━━━━━ Entries provided

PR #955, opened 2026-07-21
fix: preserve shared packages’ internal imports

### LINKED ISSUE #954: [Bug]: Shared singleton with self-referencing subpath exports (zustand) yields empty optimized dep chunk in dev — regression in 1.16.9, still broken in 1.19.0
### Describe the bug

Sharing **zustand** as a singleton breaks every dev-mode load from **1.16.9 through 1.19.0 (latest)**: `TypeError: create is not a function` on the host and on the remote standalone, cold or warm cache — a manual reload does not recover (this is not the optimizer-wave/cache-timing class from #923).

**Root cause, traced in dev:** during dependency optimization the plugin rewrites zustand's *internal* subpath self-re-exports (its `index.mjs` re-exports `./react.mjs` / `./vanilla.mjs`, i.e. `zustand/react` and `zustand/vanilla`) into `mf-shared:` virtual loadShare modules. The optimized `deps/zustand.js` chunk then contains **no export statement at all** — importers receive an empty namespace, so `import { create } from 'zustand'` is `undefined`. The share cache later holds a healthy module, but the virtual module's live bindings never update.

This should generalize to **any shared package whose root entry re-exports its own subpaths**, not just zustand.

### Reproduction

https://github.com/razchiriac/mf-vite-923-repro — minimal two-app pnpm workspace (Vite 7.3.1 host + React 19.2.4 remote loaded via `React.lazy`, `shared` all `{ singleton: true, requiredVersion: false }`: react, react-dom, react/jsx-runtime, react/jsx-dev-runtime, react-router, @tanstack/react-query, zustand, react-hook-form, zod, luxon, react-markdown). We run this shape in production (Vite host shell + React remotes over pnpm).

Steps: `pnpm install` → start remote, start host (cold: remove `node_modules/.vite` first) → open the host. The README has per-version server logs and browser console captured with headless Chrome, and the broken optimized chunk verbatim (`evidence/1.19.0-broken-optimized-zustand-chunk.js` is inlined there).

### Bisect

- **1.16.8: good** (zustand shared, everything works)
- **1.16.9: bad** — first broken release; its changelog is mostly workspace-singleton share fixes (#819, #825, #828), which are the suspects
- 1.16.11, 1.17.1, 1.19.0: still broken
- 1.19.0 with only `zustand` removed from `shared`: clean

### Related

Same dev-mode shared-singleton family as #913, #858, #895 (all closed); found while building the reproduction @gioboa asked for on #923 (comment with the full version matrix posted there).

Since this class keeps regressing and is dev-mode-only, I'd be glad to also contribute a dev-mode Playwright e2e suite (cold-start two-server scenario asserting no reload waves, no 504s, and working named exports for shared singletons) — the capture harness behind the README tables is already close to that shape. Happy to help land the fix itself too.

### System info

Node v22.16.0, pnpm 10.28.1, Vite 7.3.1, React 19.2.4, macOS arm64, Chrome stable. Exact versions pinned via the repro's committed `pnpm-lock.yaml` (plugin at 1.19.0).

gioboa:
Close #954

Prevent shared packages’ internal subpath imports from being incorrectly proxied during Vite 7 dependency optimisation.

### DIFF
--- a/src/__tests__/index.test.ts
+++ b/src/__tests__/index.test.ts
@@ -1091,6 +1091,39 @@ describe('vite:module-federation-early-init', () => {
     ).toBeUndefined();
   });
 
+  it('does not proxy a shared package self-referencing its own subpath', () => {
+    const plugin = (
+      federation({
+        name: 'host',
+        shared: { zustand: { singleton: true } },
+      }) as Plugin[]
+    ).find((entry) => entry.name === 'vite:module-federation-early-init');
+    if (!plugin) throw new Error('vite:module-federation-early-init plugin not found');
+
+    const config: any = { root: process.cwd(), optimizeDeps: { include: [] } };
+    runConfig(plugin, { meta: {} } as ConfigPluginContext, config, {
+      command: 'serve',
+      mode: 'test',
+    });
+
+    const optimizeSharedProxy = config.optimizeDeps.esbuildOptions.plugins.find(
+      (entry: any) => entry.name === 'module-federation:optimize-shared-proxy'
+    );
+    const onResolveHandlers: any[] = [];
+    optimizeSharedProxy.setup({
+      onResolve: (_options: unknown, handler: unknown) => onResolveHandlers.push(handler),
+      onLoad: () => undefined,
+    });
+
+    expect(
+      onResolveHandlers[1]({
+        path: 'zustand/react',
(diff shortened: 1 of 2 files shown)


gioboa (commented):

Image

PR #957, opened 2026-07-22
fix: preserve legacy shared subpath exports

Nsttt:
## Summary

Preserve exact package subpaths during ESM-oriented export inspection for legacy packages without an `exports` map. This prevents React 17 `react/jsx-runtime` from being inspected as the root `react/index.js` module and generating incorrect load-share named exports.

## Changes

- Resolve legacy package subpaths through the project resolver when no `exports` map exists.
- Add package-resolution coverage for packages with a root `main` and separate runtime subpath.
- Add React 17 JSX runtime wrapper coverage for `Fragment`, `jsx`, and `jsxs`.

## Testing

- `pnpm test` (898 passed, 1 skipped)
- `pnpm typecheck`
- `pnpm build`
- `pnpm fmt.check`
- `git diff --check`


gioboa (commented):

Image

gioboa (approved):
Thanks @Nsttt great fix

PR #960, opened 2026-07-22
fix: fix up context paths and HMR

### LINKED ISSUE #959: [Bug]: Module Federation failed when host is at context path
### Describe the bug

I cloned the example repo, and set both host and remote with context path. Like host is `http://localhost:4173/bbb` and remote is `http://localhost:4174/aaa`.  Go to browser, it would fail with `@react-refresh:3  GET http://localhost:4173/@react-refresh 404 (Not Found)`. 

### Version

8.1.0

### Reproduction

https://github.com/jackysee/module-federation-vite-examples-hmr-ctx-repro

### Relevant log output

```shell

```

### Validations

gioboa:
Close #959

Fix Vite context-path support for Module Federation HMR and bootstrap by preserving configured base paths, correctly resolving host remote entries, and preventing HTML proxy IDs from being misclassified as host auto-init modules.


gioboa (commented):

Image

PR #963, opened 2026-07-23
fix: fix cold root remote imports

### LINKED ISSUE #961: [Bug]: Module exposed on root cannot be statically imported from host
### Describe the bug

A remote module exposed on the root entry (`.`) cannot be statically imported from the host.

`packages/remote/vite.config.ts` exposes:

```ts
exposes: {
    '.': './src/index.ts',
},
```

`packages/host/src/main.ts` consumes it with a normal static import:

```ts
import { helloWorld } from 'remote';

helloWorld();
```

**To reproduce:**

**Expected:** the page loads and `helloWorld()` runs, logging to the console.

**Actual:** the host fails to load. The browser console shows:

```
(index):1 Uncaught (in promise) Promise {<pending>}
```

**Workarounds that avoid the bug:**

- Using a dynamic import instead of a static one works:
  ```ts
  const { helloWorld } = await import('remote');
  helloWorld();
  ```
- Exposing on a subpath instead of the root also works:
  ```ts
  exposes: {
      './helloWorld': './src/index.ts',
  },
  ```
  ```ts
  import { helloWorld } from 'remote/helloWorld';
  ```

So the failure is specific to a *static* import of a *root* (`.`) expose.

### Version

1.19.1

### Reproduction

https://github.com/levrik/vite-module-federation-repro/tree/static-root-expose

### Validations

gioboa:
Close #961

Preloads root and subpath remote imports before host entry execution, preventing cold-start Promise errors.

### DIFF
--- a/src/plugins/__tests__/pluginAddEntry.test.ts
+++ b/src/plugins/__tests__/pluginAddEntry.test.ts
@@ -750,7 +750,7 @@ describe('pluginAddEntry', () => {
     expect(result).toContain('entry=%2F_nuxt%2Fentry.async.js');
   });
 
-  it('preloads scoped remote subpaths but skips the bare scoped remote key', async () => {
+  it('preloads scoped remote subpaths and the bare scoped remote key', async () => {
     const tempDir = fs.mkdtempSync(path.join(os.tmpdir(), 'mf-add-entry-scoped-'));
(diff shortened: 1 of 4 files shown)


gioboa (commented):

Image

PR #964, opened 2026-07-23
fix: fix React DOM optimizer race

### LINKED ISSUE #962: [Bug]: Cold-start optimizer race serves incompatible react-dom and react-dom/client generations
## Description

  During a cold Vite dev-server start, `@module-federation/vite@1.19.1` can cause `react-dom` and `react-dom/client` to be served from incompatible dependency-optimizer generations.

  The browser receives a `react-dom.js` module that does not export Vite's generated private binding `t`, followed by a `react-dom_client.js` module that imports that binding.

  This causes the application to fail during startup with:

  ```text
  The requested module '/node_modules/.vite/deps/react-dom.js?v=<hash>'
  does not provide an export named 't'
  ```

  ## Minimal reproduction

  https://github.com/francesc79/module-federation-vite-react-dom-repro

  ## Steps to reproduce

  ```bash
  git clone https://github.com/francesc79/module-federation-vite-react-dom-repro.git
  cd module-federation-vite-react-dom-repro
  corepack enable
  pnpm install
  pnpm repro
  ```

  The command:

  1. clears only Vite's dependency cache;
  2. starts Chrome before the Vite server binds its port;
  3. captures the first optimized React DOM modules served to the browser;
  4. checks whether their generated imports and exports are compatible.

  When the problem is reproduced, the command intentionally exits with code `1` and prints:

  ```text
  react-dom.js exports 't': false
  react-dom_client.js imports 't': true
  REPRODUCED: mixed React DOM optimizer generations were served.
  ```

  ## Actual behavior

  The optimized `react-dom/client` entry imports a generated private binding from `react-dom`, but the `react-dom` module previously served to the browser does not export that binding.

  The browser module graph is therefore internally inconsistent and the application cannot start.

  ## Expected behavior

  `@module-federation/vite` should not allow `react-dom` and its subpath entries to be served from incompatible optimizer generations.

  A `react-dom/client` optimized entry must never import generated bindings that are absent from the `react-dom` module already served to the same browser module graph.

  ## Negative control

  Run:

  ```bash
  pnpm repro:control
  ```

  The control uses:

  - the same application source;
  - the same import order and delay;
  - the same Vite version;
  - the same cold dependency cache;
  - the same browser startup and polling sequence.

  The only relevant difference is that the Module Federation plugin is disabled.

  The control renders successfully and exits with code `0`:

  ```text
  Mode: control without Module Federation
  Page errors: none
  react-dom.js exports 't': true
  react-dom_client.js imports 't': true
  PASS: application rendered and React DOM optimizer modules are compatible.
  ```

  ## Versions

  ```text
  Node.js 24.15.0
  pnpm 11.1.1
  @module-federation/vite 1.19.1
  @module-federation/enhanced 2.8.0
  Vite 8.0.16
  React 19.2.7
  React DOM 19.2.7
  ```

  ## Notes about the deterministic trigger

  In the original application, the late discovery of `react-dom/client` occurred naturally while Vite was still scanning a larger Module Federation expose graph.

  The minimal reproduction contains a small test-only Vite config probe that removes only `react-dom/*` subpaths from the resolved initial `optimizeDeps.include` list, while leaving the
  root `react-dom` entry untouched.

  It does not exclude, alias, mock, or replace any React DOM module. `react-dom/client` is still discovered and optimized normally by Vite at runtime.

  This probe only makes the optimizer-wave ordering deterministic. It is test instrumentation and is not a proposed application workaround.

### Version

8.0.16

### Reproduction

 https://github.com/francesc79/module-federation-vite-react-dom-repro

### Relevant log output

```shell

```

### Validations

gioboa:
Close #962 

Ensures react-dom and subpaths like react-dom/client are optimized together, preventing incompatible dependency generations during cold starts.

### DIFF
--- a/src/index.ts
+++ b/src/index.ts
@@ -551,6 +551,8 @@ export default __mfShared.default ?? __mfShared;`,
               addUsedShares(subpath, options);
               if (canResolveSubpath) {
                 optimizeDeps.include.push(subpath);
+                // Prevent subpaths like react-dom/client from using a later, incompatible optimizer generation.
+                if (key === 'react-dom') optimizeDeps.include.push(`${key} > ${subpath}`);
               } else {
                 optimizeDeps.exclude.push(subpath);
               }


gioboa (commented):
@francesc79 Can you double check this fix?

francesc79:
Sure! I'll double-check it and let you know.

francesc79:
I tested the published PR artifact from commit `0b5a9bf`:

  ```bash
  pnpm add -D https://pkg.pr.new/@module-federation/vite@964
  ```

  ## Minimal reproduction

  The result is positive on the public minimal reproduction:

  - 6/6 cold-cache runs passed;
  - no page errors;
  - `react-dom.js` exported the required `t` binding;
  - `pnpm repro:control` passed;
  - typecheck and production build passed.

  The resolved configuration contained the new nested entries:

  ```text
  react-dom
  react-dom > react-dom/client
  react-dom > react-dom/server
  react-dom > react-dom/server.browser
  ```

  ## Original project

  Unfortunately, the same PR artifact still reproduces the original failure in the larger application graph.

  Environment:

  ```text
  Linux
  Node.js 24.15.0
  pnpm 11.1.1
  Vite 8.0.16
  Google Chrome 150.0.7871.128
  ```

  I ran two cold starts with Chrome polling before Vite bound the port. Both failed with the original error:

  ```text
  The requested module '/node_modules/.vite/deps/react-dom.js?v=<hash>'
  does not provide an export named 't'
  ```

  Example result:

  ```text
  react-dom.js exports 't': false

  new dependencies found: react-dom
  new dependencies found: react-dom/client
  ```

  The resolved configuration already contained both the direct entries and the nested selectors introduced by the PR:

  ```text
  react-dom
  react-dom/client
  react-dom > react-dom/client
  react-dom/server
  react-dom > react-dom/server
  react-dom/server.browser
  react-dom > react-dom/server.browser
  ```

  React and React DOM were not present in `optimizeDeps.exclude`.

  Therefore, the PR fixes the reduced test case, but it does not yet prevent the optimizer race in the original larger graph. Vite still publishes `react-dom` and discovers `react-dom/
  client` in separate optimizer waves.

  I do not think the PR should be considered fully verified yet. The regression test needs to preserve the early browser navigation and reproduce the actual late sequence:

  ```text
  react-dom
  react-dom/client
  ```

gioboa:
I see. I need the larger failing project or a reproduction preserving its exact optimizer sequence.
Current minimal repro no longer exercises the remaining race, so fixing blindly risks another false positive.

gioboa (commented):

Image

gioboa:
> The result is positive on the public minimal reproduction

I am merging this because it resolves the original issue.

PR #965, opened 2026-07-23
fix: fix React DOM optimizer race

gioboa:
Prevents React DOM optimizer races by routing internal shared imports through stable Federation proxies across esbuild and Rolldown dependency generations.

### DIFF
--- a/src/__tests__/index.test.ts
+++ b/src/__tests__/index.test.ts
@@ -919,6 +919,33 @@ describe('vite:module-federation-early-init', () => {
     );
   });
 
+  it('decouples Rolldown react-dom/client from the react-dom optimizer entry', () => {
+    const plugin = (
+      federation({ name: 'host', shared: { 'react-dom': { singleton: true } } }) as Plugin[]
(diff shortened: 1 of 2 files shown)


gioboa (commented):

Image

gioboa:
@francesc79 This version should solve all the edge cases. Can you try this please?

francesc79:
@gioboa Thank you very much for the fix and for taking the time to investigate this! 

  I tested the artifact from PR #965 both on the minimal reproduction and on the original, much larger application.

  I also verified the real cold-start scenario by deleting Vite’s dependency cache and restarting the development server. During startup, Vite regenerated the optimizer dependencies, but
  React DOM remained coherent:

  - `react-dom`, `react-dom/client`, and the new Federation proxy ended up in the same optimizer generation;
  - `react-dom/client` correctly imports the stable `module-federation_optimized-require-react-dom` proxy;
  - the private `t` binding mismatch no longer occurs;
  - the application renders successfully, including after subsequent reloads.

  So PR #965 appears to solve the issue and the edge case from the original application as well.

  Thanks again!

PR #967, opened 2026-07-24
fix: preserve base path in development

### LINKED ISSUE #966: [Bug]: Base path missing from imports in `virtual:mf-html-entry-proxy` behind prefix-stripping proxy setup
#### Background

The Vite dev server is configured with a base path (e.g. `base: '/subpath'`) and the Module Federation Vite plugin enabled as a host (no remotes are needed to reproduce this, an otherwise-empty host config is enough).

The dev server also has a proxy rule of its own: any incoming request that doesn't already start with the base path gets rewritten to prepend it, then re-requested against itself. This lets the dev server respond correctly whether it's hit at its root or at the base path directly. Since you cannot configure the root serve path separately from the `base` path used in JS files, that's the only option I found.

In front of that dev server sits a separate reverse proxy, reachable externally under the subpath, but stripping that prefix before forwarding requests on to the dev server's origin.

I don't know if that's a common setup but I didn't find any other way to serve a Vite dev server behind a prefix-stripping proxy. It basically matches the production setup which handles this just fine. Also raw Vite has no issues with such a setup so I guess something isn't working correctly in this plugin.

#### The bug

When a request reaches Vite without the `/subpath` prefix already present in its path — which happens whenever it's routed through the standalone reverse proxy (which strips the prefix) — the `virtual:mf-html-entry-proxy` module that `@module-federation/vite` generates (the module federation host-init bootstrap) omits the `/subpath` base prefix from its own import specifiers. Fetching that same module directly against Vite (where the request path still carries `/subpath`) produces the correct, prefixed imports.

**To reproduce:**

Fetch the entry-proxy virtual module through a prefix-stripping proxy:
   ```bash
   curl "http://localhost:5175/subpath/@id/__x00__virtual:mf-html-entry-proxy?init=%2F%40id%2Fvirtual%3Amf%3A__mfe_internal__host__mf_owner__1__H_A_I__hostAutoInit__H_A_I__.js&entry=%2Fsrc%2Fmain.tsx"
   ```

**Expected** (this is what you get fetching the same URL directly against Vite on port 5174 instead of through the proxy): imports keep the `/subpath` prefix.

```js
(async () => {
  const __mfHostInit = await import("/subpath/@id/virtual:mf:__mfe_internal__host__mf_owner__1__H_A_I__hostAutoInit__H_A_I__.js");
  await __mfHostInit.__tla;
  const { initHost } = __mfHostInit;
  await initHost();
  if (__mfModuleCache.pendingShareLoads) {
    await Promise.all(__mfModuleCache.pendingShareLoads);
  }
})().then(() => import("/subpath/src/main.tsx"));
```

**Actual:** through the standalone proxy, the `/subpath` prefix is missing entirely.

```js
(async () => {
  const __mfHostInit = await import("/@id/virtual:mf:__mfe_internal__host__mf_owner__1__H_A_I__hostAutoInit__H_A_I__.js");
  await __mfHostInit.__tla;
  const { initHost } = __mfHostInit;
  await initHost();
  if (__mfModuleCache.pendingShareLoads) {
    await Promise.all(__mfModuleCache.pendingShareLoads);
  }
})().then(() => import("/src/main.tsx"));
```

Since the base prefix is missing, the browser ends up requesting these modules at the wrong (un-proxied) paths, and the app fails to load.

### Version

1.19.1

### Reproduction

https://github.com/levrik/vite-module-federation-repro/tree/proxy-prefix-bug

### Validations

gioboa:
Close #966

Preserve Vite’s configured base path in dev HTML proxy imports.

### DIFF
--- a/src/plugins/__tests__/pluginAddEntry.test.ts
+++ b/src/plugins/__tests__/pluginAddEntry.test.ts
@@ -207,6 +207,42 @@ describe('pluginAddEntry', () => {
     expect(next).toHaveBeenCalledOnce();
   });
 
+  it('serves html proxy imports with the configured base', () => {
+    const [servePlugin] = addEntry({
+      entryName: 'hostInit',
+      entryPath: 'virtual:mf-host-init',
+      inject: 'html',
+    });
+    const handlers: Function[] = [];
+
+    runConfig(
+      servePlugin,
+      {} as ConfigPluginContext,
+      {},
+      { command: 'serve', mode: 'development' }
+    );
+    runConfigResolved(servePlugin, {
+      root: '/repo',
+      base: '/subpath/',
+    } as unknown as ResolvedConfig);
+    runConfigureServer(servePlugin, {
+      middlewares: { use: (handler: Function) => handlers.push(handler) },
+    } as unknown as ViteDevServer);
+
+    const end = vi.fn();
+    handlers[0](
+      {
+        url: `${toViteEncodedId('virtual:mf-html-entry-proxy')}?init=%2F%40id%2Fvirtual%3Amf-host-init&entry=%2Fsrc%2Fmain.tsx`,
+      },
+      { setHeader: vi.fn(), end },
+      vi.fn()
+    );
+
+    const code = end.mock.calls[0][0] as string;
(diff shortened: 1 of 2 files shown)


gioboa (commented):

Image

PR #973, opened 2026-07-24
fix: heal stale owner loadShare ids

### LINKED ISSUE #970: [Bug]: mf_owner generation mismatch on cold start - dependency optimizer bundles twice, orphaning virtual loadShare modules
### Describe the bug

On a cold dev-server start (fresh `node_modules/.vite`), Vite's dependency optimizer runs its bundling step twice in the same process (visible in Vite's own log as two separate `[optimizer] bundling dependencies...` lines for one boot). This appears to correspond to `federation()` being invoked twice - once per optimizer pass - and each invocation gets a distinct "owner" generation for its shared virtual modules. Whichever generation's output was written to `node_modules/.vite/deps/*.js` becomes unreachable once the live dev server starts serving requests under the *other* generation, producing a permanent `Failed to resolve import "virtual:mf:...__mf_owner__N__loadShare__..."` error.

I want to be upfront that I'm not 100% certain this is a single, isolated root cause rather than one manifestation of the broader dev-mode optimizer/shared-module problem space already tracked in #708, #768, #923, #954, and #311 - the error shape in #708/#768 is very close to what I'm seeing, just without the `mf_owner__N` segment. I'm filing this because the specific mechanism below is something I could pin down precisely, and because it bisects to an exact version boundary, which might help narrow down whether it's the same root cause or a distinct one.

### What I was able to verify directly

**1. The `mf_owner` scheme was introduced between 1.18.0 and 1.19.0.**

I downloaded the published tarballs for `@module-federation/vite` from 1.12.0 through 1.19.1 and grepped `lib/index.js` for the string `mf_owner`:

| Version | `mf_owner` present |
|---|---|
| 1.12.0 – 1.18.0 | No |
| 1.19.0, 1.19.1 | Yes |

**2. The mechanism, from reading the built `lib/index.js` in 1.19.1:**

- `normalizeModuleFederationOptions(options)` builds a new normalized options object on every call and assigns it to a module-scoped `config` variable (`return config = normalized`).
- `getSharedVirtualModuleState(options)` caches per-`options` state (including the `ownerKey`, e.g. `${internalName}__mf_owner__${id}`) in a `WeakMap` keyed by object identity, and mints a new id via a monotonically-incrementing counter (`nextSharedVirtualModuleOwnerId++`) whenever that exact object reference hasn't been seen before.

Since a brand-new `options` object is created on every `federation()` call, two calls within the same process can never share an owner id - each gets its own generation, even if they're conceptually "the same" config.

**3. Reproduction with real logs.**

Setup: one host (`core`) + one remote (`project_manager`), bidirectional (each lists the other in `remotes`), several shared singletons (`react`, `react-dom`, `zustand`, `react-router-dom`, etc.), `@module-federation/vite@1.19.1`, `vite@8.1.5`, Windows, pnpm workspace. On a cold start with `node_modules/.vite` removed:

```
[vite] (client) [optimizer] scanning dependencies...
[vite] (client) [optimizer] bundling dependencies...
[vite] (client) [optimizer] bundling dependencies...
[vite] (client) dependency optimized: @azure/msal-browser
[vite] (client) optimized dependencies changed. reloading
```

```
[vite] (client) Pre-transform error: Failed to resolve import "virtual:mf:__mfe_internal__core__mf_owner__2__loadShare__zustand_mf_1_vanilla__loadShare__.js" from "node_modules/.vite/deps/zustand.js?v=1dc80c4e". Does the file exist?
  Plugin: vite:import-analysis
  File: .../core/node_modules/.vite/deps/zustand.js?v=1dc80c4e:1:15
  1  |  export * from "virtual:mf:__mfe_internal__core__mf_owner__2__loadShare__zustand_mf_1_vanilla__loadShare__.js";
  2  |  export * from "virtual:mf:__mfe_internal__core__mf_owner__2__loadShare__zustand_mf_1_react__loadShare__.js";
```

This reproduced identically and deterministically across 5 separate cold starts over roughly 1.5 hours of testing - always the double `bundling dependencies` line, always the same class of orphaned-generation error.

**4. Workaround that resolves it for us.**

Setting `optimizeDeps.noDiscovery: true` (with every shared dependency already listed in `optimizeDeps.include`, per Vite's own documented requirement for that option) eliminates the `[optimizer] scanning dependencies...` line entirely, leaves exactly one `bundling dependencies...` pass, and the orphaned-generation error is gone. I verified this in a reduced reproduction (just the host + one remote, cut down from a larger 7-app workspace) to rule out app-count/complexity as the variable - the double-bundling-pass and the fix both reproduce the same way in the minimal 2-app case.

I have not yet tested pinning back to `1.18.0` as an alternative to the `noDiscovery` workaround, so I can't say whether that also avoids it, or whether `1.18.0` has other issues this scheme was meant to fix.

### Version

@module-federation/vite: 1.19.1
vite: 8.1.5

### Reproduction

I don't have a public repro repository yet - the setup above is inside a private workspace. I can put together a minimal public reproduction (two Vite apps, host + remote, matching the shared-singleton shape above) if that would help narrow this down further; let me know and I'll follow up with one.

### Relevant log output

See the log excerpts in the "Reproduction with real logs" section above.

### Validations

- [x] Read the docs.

━━━━━━━━━━

_What to produce_
Say how many lines of these records hold the string "result", giving the number and no other words.

_Written solution_
4